- Work instruction:
Taking the records line by line, how many lines contain the word "doesn"? Answer with the number only.

Data shown: Begin

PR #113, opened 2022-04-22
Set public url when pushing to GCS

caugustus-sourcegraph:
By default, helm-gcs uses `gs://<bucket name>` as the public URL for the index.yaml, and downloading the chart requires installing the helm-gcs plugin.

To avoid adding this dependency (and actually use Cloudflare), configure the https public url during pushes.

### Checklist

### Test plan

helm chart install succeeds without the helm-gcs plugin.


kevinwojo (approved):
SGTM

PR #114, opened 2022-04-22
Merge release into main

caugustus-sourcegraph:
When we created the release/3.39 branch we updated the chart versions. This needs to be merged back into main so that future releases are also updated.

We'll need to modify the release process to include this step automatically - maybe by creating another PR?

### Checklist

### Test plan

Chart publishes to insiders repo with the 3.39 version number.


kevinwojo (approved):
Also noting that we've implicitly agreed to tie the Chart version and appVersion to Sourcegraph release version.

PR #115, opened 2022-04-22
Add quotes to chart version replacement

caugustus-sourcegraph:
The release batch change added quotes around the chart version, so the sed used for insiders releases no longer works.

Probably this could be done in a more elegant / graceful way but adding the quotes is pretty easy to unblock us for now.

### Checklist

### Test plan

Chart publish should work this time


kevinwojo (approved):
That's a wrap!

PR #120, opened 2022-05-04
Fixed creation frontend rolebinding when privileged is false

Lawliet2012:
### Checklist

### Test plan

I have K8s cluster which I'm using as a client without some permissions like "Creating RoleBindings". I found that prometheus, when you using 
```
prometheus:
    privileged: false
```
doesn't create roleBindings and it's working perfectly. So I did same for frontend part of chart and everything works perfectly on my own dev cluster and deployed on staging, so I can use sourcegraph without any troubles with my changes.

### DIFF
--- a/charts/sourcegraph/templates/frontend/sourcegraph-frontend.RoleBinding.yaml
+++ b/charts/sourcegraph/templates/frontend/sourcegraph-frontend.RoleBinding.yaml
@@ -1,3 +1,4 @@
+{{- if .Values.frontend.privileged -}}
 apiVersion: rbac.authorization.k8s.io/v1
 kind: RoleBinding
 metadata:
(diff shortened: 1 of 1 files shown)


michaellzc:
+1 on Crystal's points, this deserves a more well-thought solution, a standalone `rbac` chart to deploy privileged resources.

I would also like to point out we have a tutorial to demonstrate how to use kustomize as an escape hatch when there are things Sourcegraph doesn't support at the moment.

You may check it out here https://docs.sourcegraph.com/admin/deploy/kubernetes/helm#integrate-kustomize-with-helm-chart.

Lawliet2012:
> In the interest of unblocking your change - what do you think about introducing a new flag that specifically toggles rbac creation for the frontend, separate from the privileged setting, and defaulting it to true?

Data shown: End

- The answer:
2